鶴ヶ島 カイロプラクティックセンター
院長 船戸 孝俊B.S.C.
次に食生活を考察してみましょう。
この患者はしっかりと離乳が出来ていないことに、大きな問題を抱えています。哺乳動物は、離乳をすると乳糖を分解できなくなります。よく牛乳を飲むとお腹がゴロゴロする人が少なくありません。このような人は「乳頭不耐症」などと言われます。
病気のように思われがちですが、けして病気ではありません。
哺乳動物として正常に成長し離乳している証です。人乳にも乳糖は含まれていて、グルコースとガラクトースからなる二糖類で、ラクターゼ(乳頭分解酵素)によってグルコースとガラクトースに分解されます。
このラクターゼは乳児期には分泌されますが、離乳期以後は分泌されなくなります。
この特徴は哺乳動物に共通のもので、日本人を含むアジア人、アフリカ人なども同じように推移します。ラクターゼが分泌されなくなると、腸管が刺激され下痢などの症状を引き起こします。ましてや牛乳のような異種の乳が人体に合うのかも疑問ではあります。
しかし、しばしば離乳期を過ぎてもラクターゼを分泌し続ける人々もいます。
ヨーロッパ人です。
哺乳動物の中でも珍しいその形質は、寒冷地で農作物が育たなく、家畜から採れる乳類を利用しなければならない環境の中その地域で暮らすために突然変異をし、次第にその数を増やし多数派になっていったものと思われます。
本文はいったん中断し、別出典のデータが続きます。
PR #539, opened 2025-04-11
Egglog proof format and checker

oflatt:


src/termdag.rs
```diff
@@ -186,6 +186,12 @@ impl TermDag {
 
         String::from_utf8(result).unwrap()
     }
+
+    pub fn parse(&mut self, str: &str) -> Result<Term, ParseError> {
+        // Ok to create new parser here, since parsing expressions doesn't use symbol gen
```
Alex-Fischman, line 191: Parser also supports macros now

src/proofs/proof.rs
```diff
@@ -0,0 +1,514 @@
...
+}
+
+#[derive(Clone, PartialEq, Eq, Hash, Debug)]
+pub enum Proposition {
+    TOk(Term),
+    TEq(Term, Term),
+}
+
+// todo how to ignore this warning?
+#[warn(clippy::enum_variant_names)]
```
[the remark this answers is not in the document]
Alex-Fischman: Oh if the specific enum names matter you can use `#[allow(clippy::enum_variant_names)]` iirc

src/proofs/mod.rs
```diff
@@ -0,0 +1 @@
+pub mod proof;
```
Alex-Fischman, line 1: nit: file is missing ending newline

src/proofs/proof.rs
```diff
@@ -0,0 +1,514 @@
...
+    PCong {
+        pf_args_eq: Vec<ProofId>,
+        pf_f_args_ok: ProofId,
+        fun_sym: Symbol,
+    },
+}
+
+#[derive(PartialEq, Eq, Debug)]
+pub enum ProofCheckError {
+    Todo,
```
Alex-Fischman, line 79: This is a weird error condition; using `todo!` instead gives both error messages and line number

oflatt: This is a draft PR- I plan to fix these todos

src/termdag.rs
oflatt: Does this mean I can't make a parser here?

Alex-Fischman: Making a new parser here "forgets" all the macros, yes.

Is there a reason that this can't be a method on the `EGraph`? Like
```rust
pub fn parse_expr_and_store_in_termdag(&self, termdag: &mut Termdag, str: &str) -> Result<Term, ParseError> {
    Ok(termdag.expr_to_term(&self.parser.get_expr_from_string(None, str)?))
}
```

(An example usage of a macro is [here](https://github.com/egraphs-good/egglog-experimental/blob/main/src/sugar/with_ruleset.rs).)

Alex-Fischman: Wait actually everything is already public so this method can just accept a `Parser` (or an `EGraph` if you want).

oflatt: I made it for convenience, perhaps I'll just make it a testing function.

src/proofs/proof.rs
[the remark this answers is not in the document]
ezrosent: (I do think that the leading P isn't great.)

src/proofs/proof.rs
```diff
@@ -0,0 +1,514 @@
...
+            }
+        }
+    }
+
+    fn get_rule_by_name<'a>(
+        &self,
+        prog: &'a Vec<Command>,
+        name: Symbol,
+    ) -> Result<&'a Rule, ProofCheckError> {
+        for command in prog {
```
ezrosent, line 110: nit, `prog.iter().find_map()` 
and `prog: &'a [Command]`

src/proofs/proof.rs
```diff
@@ -0,0 +1,514 @@
...
+#[derive(Clone, PartialEq, Eq, Hash)]
+pub enum ProofTerm {
+    /// proves a Proposition based on a rule application
+    /// the subsitution gives the mapping from variables to terms
+    /// the body_pfs gives proofs for each of the conditions in the query of the rule
+    /// the act_pf gives a location in the action of the proposition
+    PRule {
+        rule_name: Symbol,
+        subst: Substitution,
+        body_pfs: Vec<ProofId>,
```
ezrosent, line 45: What do these "body_pfs" mean? are they premises? Will they be a bunch of equality proofs or TOK proofs?

src/proofs/proof.rs
```diff
@@ -0,0 +1,514 @@
...
+#[derive(Clone, PartialEq, Eq, Hash, Debug)]
+pub enum Proposition {
+    TOk(Term),
+    TEq(Term, Term),
+}
+
+// todo how to ignore this warning?
+#[warn(clippy::enum_variant_names)]
+#[derive(Clone, PartialEq, Eq, Hash)]
+pub enum ProofTerm {
```
ezrosent, line 37: Do we need stuff for primitives here?

src/proofs/proof.rs
oflatt: They are proofs for each line of the rule's premises
They produces a `Proposition` that matches the rule's syntax (a TOK proof for an expression and a equality proof for an (= t1 t2) line)

src/proofs/proof.rs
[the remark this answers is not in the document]
oflatt: It's to match the rocq checker, I'm leaving as-is

src/proofs/proof.rs
```diff
@@ -0,0 +1,514 @@
...
+    /// The symmetric equality of eq_pf
+    PSym {
+        eq_pf: ProofId,
+    },
+    PTrans {
+        pfxy: ProofId,
+        pfyz: ProofId,
+    },
+    /// get a proof for the child of a term given a proof of a term
+    PProj {
```
ezrosent, line 63: Does this assume that rules only ever insert one term?

e.g. if I had a rule:

```
(rule ((foo x)) ((bar (Num x)) (baz x))
```
What does the proof of `(bar ...)` look like as opposed to `(baz ...)`. 

I take `PProj` to be helping with getting access to the `(Num ...)` subterm if the proof is of `bar`.

src/proofs/proof.rs
```diff
@@ -0,0 +1,514 @@
...
+}
+
+// todo how to ignore this warning?
+#[warn(clippy::enum_variant_names)]
+#[derive(Clone, PartialEq, Eq, Hash)]
+pub enum ProofTerm {
+    /// proves a Proposition based on a rule application
+    /// the subsitution gives the mapping from variables to terms
+    /// the body_pfs gives proofs for each of the conditions in the query of the rule
+    /// the act_pf gives a location in the action of the proposition
```
ezrosent, line 42: Where is `act_pf` ?

ezrosent (commented):
High-level thoughts on resugaring. We've talked about some of this before but wanted to re-confirm.

* We get these `MappedQuery` and `MappedActions` structures in the typechecking phase that generate `CorrespondingVar`s. 
* The `egglog-bridge` proofs work on "flattened" rules where each `CorrespondingVar` is its own atom.
* To resugar the LHS, take the proof from egglog-bridge, then add `PCong` rules translating a flattened LHS into a properly-nested one. 
  * **Question:** will the resulting proofs be "more gross than they should be?" Maybe there is a simplification pass we can do that eliminates no-op `PCongs`. 
  * Observation: I'm making this sound like a `ProofTerm`->`ProofTerm` transform but really it's a function from `FlatProof->ProofTerm`, the flattened proofs aren't going to be valid proof terms because they don't don't refer back to the resugared rules. 
* **Question** Do we need to do any resugaring of the RHS? Depending on how we encode `act_pf` I assume not?

src/proofs/proof.rs
oflatt: I removed `act_pf` because it seems like the rocq proof checker doesn't use it... need to ask @Tia-Vu about this

src/proofs/proof.rs
oflatt: I don't think we want to make that assumption... as far as I can tell, you can pick any term or sub-term in the rhs of a rule application when you use `PRule`.

That begs the question of why we need `PProj` at all. I'm not really sure, perhaps we won't need it?

oflatt:
> Question: will the resulting proofs be "more gross than they should be?" Maybe there is a simplification pass we can do that eliminates no-op PCongs.
Good question- probably they will have no-op PCongs we should get rid of

> Question Do we need to do any resugaring of the RHS? Depending on how we encode act_pf I assume not?

I don't think so- it seems like we don't need `act_pf` at all looking at the rocq checker??
The current checker I'm working on in rust doesn't need any proofs for actions.

oflatt:
@Tia-Vu and I are discussing-
The rocq checker *does* use action_proofs. I found my checker easier to write by ignoring them. We'll figure out if we need them, still up in the air.

Tia-Vu:
> Sounds like we should provide action proofs because they make the checker much easier to verify!

I actually just took a second look I think you’re good to delete act_pf I just took them out of the rocq checker 👀.

oflatt:
Yay!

ヨーロッパ人の多くが乳糖を分解できるようになるのに約6000年以上もかかっているのです。
一般的な栄養指導では、牛乳はバランス栄養食でカルシウムの摂取には適しており、高タンパクで成長期の子供には欠かせないとされています。
例えば日本人の一日のカルシウムの摂取量は600mgとなっています。
欧米では1000mg摂っているのに比べれば、確かに少なく見えます。
しかし少し視点を変えてアジア人やアフリカ人を見てみると、せいぜい一日400mg程度しか摂っていません。
日本人の摂取量が格別少ないわけではないのです。
しかも離乳が成立した後では、乳類からのカルシウムを吸収出来なく、逆に他の食物から摂取したカルシウムも含めて、カルシウムの排泄が促進されるという事実もわかってきました。
牛乳を飲むことで、カルシウムの摂取量は確かに増えるのですが、排泄量がさらに上回ってしまうのです。